Feb. 19, 2016: Think you’re just too busy to mentor a child? Think again, by Ashley Hutchinson

February 19, 2016 by

Ashley Hutchinson

Ashley Hutchinson

It wasn’t very long ago that I was asked to mentor a child. My first reaction is one that I’m not proud of: I’m just too busy, I thought. I have a preschooler, a toddler, a husband and a full-time job that comes with many evening meetings. Surely that justifies my hesitation?

Then I started listening to the community around me.

I heard that our local CASA — for Court-Appoint Special Advocates program — had 70 cases in Cloud County where they needed advocates for children. I listened to Jen Warkentin from Big Brothers, Big Sisters talk about the overwhelming need for adult mentors in our community.

The needs of both organizations aren’t going away, they are only getting bigger. And I was doing nothing to help.

What happens to our community when we are too busy to help with our kids in need? We see drug use and addiction problems, mismanagement of money and lack of work ethic.

Employers will often tell me their workforce needs are simple: They need someone who will show up on time, pass a drug test and want to work. In an age where we talk about being globally competitive by developing high tech skills, it seems odd that we struggle with such basic principles of being employable. These soft skills are taught most effectively in the home. When a parent is absent or maybe is unable to reach a child, a mentor can help.

The research is all there. An adult mentor can forever change the life of a child.

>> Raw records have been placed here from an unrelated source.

PR #41, opened 2024-12-16
Comapeo cleanup

### LINKED ISSUE #26: [frizzle/comapeo] CoMapeo script improvements and cleanup
## Feature Request

A few improvements needed:

### Renamed keys should be unique and <= 63 chars in length

Scanning the [comapeo-schema](https://github.com/digidem/comapeo-schema), it does not appear that any key formatting or char limits are enforced.

Therefore, when [renaming and snake-casing keys for db column writing](https://github.com/ConservationMetrics/gc-scripts-hub/blob/55c24ca821840ad5f71f68df420feb52e4feb243/f/frizzle/comapeo/comapeo_observations.py#L388-L392) we should guarantee that keys are always unique and <= 63 chars in length (to abide by Postgres column limits).

The work done in the [kobotoolbox_responses script](https://github.com/ConservationMetrics/gc-scripts-hub/blob/55c24ca821840ad5f71f68df420feb52e4feb243/f/frizzle/kobotoolbox/kobotoolbox_responses.py#L124-L161) will surely be helpful here.

### `g__type` column

Let's create a `g__type` column and detect geometry based on `g__coordinates`, since CoMapeo doesn't currently provide that.

### Reassign new `observations` dictionary back to the list

`observation` rewrites from line 211 onward are not getting reassigned back to the list.

rudokemper:
## Goal

Closes #26. Handles a few outstanding issues in the CoMapeo script.

## What I changed

1. Bugfix: reassigned transformed observations back to the list in `download_and_transform_comapeo_data`; I think I missed this in rewriting the script from `frizzle-dagster`.
2. Added a missing `g__type` column (with a comment that we may need to account for future geometries from the CoMapeo API, the schema for which is unknown)
3. Instead of only snake casing keys, added a `normalize_and_snakecase_keys` function to normalize keys in a more robust way with potential key collision and character limit handling (for Postgres column limits).
4. Expanded tests: unit test for `normalize_and_snakecase_keys`, and in the e2e tests added a few assertions to actually ensure that rows are being written in the expected way. (To wit, tests were missing the bug in (1))

### DIFF
--- a/f/frizzle/comapeo/comapeo_observations.py
+++ b/f/frizzle/comapeo/comapeo_observations.py
@@ -232,7 +232,7 @@ def download_and_transform_comapeo_data(
             logger.info("Response received: ", response.text)
             raise ValueError("Invalid JSON response received from server.")
 
-        for observation in current_project_data:
+        for i, observation in enumerate(current_project_data):
             observation["project_name"] = project_name
             observation["project_id"] = project_id
 
@@ -284,6 +284,8 @@ def download_and_transform_comapeo_data(
                             attachment_failed = True
 
                 observation["attachments"] = ", ".join(filenames)
+
+            current_project_data[i] = observation
 
         # Store observations in a dictionary with project_id as key
         comapeo_data[final_project_name] = current_project_data
--- a/f/frizzle/comapeo/comapeo_observations.py
+++ b/f/frizzle/comapeo/comapeo_observations.py
@@ -172,35 +172,44 @@ def download_attachment(url, headers, save_path):
         return None
 
 
-def normalize_and_snakecase_keys(dictionary):
+def normalize_and_snakecase_keys(dictionary, special_case_keys=None):
     """
     Converts the keys of a dictionary from camelCase to snake_case, handling key collisions and truncating long keys.
+    Optionally leaves specified keys unchanged.
 
     Parameters
     ----------
     dictionary : dict
         The dictionary whose keys are to be converted.
+    special_case_keys : set, optional
+        A set of keys that should not be converted.
 
     Returns
     -------
     dict
         A new dictionary with the keys converted to snake_case and truncated if necessary.
     """
+    if special_case_keys is None:
+        special_case_keys = set()
+
     new_dict = {}
     items = list(dictionary.items())
     for key, value in items:
-        new_key = re.sub("([a-z0-9])([A-Z])", r"\1_\2", key).replace("-", "_").lower()
+        if key in special_case_keys:
+            final_key = key
+        else:
+            new_key = (
+                re.sub("([a-z0-9])([A-Z])", r"\1_\2", key).replace("-", "_").lower()
+            )
+            base_key = new_key[:61] if len(new_key) > 63 else new_key
+            final_key = base_key
+            if len(new_key) > 63:
+                final_key = f"{base_key}_1"
 
-        base_key = new_key[:61] if len(new_key) > 63 else new_key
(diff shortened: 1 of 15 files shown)


f/frizzle/comapeo/tests/comapeo_observations_test.py
```diff
@@ -25,11 +51,23 @@ def test_script_e2e(comapeoserver, pg_database, tmp_path):
...
-        # Survey responses from forest_expedition are written to a SQL Table
+        # Survey responses from forest_expedition are written to a SQL Table in expected format
         with conn.cursor() as cursor:
             cursor.execute("SELECT COUNT(*) FROM comapeo_forest_expedition")
             assert cursor.fetchone()[0] == 3
 
+            cursor.execute(
+                "SELECT column_name FROM information_schema.columns WHERE table_name = 'comapeo_forest_expedition'"
+            )
+            columns = [row[0] for row in cursor.fetchall()]
```
IamJeffG, line 62:
```suggestion
            cursor.execute("SELECT * FROM comapeo_forest_expedition LIMIT 0")
            columns = [desc[0] for desc in cursor.description]
```

I want to get out of the habit of querying `information_schema`: it's a leaky abstraction.

f/frizzle/comapeo/comapeo_observations.py
```diff
@@ -172,8 +172,38 @@ def download_attachment(url, headers, save_path):
         return None
 
 
-def camel_to_snake(name):
-    return re.sub("([a-z0-9])([A-Z])", r"\1_\2", name).lower()
+def normalize_and_snakecase_keys(dictionary):
+    """
+    Converts the keys of a dictionary from camelCase to snake_case, handling key collisions and truncating long keys.
```
IamJeffG, line 177: Some more test cases for you to add to the tests. I was pleasantly surprised to see these working!

```py
collisions = {
    "abcDef": 1,
    "abc-def": 2,
    "AbcDef": 3
}

newdict = normalize_and_snakecase_keys(collisions)
assert newdict == {'abc_def': 1, 'abc_def_2': 2, 'abc_def_3': 3}
```

f/frizzle/comapeo/comapeo_observations.py
```diff
@@ -232,28 +262,27 @@ def download_and_transform_comapeo_data(
...
-                for k, v in observation.items()
-            }
+            # Create k/v pairs for each tag
+            if "tags" in observation:
+                for key, value in observation["tags"].items():
+                    observation[key] = value
+                del observation["tags"]
+
+            # Convert keys from camelCase to snake_case, handling key collisions and char limits
+            observation = normalize_and_snakecase_keys(observation)
```
IamJeffG, line 276: Previously we special-cased `docId` right here, never transforming it. That way the key was sure to be as-expected when we check it in line 407 (of the old code).

By making this change, we risk `docId` being a key that gets modified by `normalize_and_snakecase_keys`:

```py

observation = {"DOC-id": "phony", "docId": "the-real-one"}
normalize_and_snakecase_keys(observation)
>>> {'doc_id': 'phony', 'doc_id_2': 'the-real-one'}
```

IamJeffG (approved):

f/frizzle/comapeo/comapeo_observations.py
rudokemper: Good catch, thanks. Opted for adding a special-case param inside `normalize_and_snakecase_keys`.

According to youth.gov, a government website dedicated to strengthening opportunities for youth, the benefits from mentoring young people make a lengthy list:

increased high school graduation rates,
lower high school dropout rates,
healthier relationships and lifestyle choices,
better attitude about school,
higher college enrollment rates and higher educational aspirations,
enhanced self-esteem and self-confidence,
improved behavior, both at home and at school,
stronger relationships with parents, teachers, and peers,
improved interpersonal skills, and
decreased likelihood of initiating drug and alcohol use.

The benefits are not just for the young person. Mentors benefit with increased self-esteem, a sense of accomplishment, creation of networks of volunteers, insight into childhood, adolescence, and young adulthood and increased patience and improved supervisory skills.

I stopped making excuses and hiding behind my busy schedule. For the last six months, I have had the privilege of mentoring a young person. We have become comrades and my life has been enriched. The experience has completely changed my outlook on my job and my community.

We all have the power to make our community a better place and to make our people better. I challenge you to look in your neighborhood, church or family and find an opportunity to mentor. The good folks at CASA and Big Brothers, Big Sisters also stand ready to help match you with a young person in need.

It is time to focus our energy on the things we can change, and each one of us can identify a child in need of a mentor and dedicate a few hours a week to lend a helping hand.

 

— Ashley Hutchinson is the Executive Director of CloudCorp, Cloud County’s Economic Development Organization.